Western Sahara: ACAPS denounces Morocco’s expulsion of Spanish human rights delegation

The Catalan Association of Friends of the Sahrawi People (ACAPS) has strongly condemned the expulsion by the Moroccan occupation authorities of a Spanish human rights monitoring mission from the occupied Sahrawi territories, denouncing a systematic violation of the Sahrawi people’s internationally recognized fundamental rights.
“The ACAPS strongly condemns the actions of the Moroccan authorities,” the association said in a statement, emphasizing that this move falls within the framework of a “systematic repression policy” and “an information blackout imposed on the Sahrawi population living under occupation.” Moroccan authorities expelled last Tuesday members of a Spanish human rights monitoring mission, after preventing them from disembarking upon landing in al-Aaiun airport in the occupied Sahrawi territories.
The ACAPS noted that this expulsion is “not an isolated case,” underlining that in recent years the “Moroccan occupation authorities have systematically blocked the entry of journalists, European deputies, parliamentarians, human rights defenders and many people in solidarity with the Sahrawi issue.” “These practices undermine the fundamental rights to information, freedom of expression and mobilization, and are part of a strategy aimed to marginalize the international community, leading to the most serious violations of the Sahrawi’s rights,” the association said.

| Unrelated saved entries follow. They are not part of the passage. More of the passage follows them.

PR #540, opened 2026-09-14
fix(crawl): stop lowercasing the path and query of every URL crawled and mapped

gjija:
## Summary

`normalize_url` lowercased the whole URL — scheme, authority, path and query — and the crawl then **enqueued and fetched that value** rather than keeping it as a comparison key. `url_filter::normalize`, its hand-copied mirror, does the same for `/map`, where the value is also what the caller gets back.

Only the scheme and authority are case-insensitive (RFC 3986 §6.2.2.1). This folds those and leaves every other byte alone.

## Motivation

Folding the path and query produced requests nobody asked for:

- a discovered `/docs/Guide` went out as `/docs/guide`, which 404s on nginx, Apache, S3 and most app routers;
- `?id=AbC123` lost the case of an opaque token, so signed and base64-keyed URLs came back wrong or 403;
- `metadata.source_url` reported a URL that was never requested, so the caller could not see what had happened;
- `/A` and `/a` collapsed into one frontier slot, dropping one of two real pages.

`AGENTS.md` names recall a hard product invariant. This silently cost recall on every mixed-case URL served by a case-sensitive origin.

## Research

Crawlee (`apify/crawlee` @ `3a248f4c0b18230310d46c7dd9dfefadb9c4b87e`, Apache-2.0) keeps two fields on every request: `url`, byte-exact and what goes on the wire, and `uniqueKey`, normalized and used only for dedup — normalization never feeds back into what is requested. That separation is the idea this PR applies; no code was taken.

## Changes

1. **`crw-crawl`** — fold only scheme + authority in `normalize_url` and its `url_filter::normalize` mirror; `enqueue_discovered_links` now enqueues the link as the page wrote it (minus the fragment, which is never sent on the wire) instead of enqueueing its own key.
2. **`crw-server`** — `/map`'s `includePaths`/`excludePaths` fold both sides explicitly.
3. **bench** — realign the `map_url_filter` baseline, which is a hand-copy of `normalize`.

The fold is done on the string, not by re-serializing a parsed `Url`. Routing the key through the parser would *also* percent-encode non-ASCII paths, drop default ports and userinfo, apply IDNA to the host and remove dot segments — four more changes to a public `/map` response, none needed to fix the casing, all invisible in a diff that claims to be about case. It also keeps `filter_and_normalize_raw`'s sitemap fast path fast: that path pre-screens URLs with no `?` specifically to avoid a parse, on a loop sized for multi-million-URL sitemaps.

Trailing-slash handling is likewise untouched — `trim_end_matches` still runs on the whole string, so `/a/?q=1` keeps its slash. Trimming the path component instead would turn it into `/a?q=1` and relocate the does-not-resolve bug rather than remove it.

## Compatibility

`/map` responses change: discovered URLs keep the path and query case the page wrote. That is the fix. Everything else about the returned string — host form, port, userinfo, encoding, dot segments, trailing slashes — is byte-identical to today.

`includePaths`/`excludePaths` were case-insensitive **only by accident**, because discovery lowercased everything it returned. Commit 2 makes that explicit so a fix to discovery does not quietly start dropping URLs `includePaths` used to return, or leaking URLs `excludePaths` was asked to remove. Observable behaviour of both filters is unchanged.

Dedup on a case-insensitive origin (IIS, or a site whose templates spell links inconsistently) now costs two frontier slots for one document instead of one. That is the deliberate trade: the old folding dropped real pages on case-sensitive origins, which are the more common case, and the loss is bounded by `max_pages`. Called out because it is a recall trade in the opposite direction and a reviewer should weigh it rather than take my word.

## Reliability

Fixes a silent wrong-URL request. No retry, timeout or concurrency behaviour is touched.

## Performance

No measured claim, and none is made — the fold is a `find` plus a `to_lowercase` on a short prefix where it was a `to_lowercase` on the whole string. The string-based approach was chosen partly so this PR would not need a performance argument; the alternative (`Url::parse` per URL) would have needed one on the sitemap path.

## Testing

- `cargo test -p crw-crawl` — 435 unit + all integration targets pass
- `cargo test -p crw-server` — pass

Added: an integration test driving `run_crawl` against a mock origin that answers `/docs/Guide` and nothing else, **verified to fail on the parent commit**; unit tests pinning the properties this deliberately does *not* change (userinfo, default port, dot segments, percent-encoding, trailing slash before a query); the schemeless arm; and a shared corpus driven through both copies so "mirror" is a contract rather than a comment.

Three pre-existing unit tests pinned the old behaviour as contract and are rebaselined — their comments explained the lowercasing as a known quirk, which is what let it survive. The two `url_filter` tests asserting a lowercased MediaWiki `title=` are the clearest case: MediaWiki titles are case-sensitive, so preserving the case is what makes the returned URL resolve at all.

Note: four `crw-renderer` `http_only` tests fail in my sandbox (`connection_failure_catches_connect_timeout` and three blackhole/proxy tests). They fail identically on unmodified `main` here — they depend on connecting to unroutable addresses — so they are environmental, not from this change.

## Risks

- The dedup trade above.
- `/map` output bytes change for mixed-case sites. No conformance golden covers URL casing, so nothing catches this automatically either way.

## Future work

Found while doing this, deliberately left out:

- `discover_urls` still both fetches and *returns* the normalized value, so on `/map` it is a URL and not only a key. The doc comment now says that rather than claiming an invariant the code does not hold. Carrying `(key, as_written)` through it, the way `enqueue_discovered_links` now does, is the real fix.
- Relatedly, `/map` still requests `/a` for a link written `/a/`. Pre-existing; untouched here.
- `run_crawl`'s `visited` set doubles as the frontier budget, so a URL skipped by robots or a CDN error still consumes a `max_pages` slot and the crawl under-delivers against the requested limit.
- `includePaths`/`excludePaths` match as substrings of the **whole URL**, so `excludePaths: ["/api"]` matches the `//api` in `https://api.example.com/docs` and drops the host. Fixing that is a semantic change to a compat surface and wants its own PR.


gjija:
recheck

us:
Superseded by #546, which carries this change along with the rest of the series. Verified against the consolidated branch: every behaviour change and every test here is present there, and the normalizer ended up in better shape, userinfo and the port keep their case, IPv6 literals are handled, and the hand-copied `url_filter::normalize` mirror is gone in favour of a single `pub(crate) normalize_url`. Review continues in #546. Thanks for splitting the work up, it made the comparison easy.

In this regard, ACAPS affirmed that the military occupation of Western Sahara is “accompanied by flagrant violations of human rights, including arbitrary detention, torture, forced disappearances, trials without due process, persecution of Sahrawi activists and the ongoing repression of dissent and civil society.” “The systematic refusal of access of international observers is part of this dynamic of control and impunity,” the association said.
Reaffirming its support to the Sahrawi people, ACAPS calls for “the recognition of the Sahrawi people’s inalienable right to self-determination, as enshrined in the UN resolutions, which represents a cornerstone of international law, as well as “the end of military and administrative occupation of Western Sahara.”